■ **PROBLEM**
Work out how many lines in the data include the string "started"; reply with that number alone.

■ **SOURCE MATERIAL**
PR #849, opened 2021-03-17
feat(components): tweak spacing mixin

connor-baer:
Extracted from #848.

## Purpose

From @felixjung:

> I jumped on the canary branch in a TypeScript project and ran into some issues with the types provided by `curry`. I didn't try too much to make it work, TBH, feeling that `curry` was a bit too much for this specific use case (I've generally started regretting some of my heavy `lodash/fp` use from the past. 😅

## Approach and changes

- Drop support for calling the spacing mixin at once with all arguments (`spacing(size, theme)`) and enforce currying (`spacing(size)(theme)`)
- Add support for the `auto` value to allow resetting margins to default behavior

## Definition of done

* [x] Development completed
* [x] Reviewers assigned

### DIFF
--- a/src/styles/style-helpers.spec.tsx
+++ b/src/styles/style-helpers.spec.tsx
@@ -88,48 +88,47 @@ describe('Style helpers', () => {
 
   describe('spacing', () => {
     it('should apply spacing to four sides when passing a string', () => {
-      const { styles } = spacing('mega', light);
+      const { styles } = spacing('mega')(light);
       expect(styles).toMatchInlineSnapshot(`"margin:16px;"`);
     });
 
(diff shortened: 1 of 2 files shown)


robinmetral (approved):
✨

Let's also communicate the breaking change - someone might have started to use the mixin in the past few days 🙂

connor-baer:
@robinmetral Hm, anyone who uses prerelease versions does so at their own risk. I'll mention the change in the release notes.

robinmetral:
@connor-baer true, didn't think we had only released to canary 👍

amelako (approved):
Thank you for extracting this part. 🚀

■ **RESPONSE AREA**
2